Speakers
Description
For years, the Linux kernel has been troubled by "zombie memory cgroups." When a memory cgroup is destroyed, shared file pages often remain charged to it, preventing the kernel from freeing the cgroup's metadata. Over time, this creates a slow but steady memory leak in environments where cgroups are frequently created and destroyed.
The community is working on a fix by reparenting these stuck pages to the parent memory cgroup, allowing the metadata of the dying cgroup to be released. At this stage of upstreaming, the priority is simplicity and correctness, as attempts to chase a more sophisticated solution have been frustrated by increased complexity. The simple solution works, but it has a disadvantage: reparented pages may lose their hotness information. They may be placed into young or old LRU lists regardless of their actual hotness, potentially leading to suboptimal reclamation.

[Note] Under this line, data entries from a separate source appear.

PR #5710, opened 2023-04-17
Wip/hughsie/build archive

hughsie:
Type of pull request:

- [ ] Code fix
- [X] Feature
- [ ] Documentation

### DIFF
--- a/data/bash-completion/fwupdtool
+++ b/data/bash-completion/fwupdtool
@@ -1,5 +1,6 @@
 _fwupdtool_cmd_list=(
 	'activate'
+	'build-cabinet'
 	'clear-history'
 	'esp-list'
 	'esp-mount'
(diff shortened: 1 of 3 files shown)


data/bash-completion/fwupdtool
```diff
@@ -1,6 +1,6 @@
 _fwupdtool_cmd_list=(
 	'activate'
-	'build-firmware'
+	'build-archive'
```
superm1, line 3: if no strong feeling, how about changing this to `build-cab-archive`?

superm1 (dismissed):

data/bash-completion/fwupdtool
superm1: That's good

superm1 (approved):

In this Birds of a Feather session, we would like to hear from you: are there realistic workloads where memory cgroups with very large memory footprints are created and destroyed frequently enough that this loss of accuracy would cause real problems for reclamation performance, warranting additional complexity?
Our goal is not to present a finished solution, but to find out whether the added complexity of a more accurate algorithm is truly justified. We need your input: your workloads, insights, performance data, and real-world concerns to help determine the right path forward.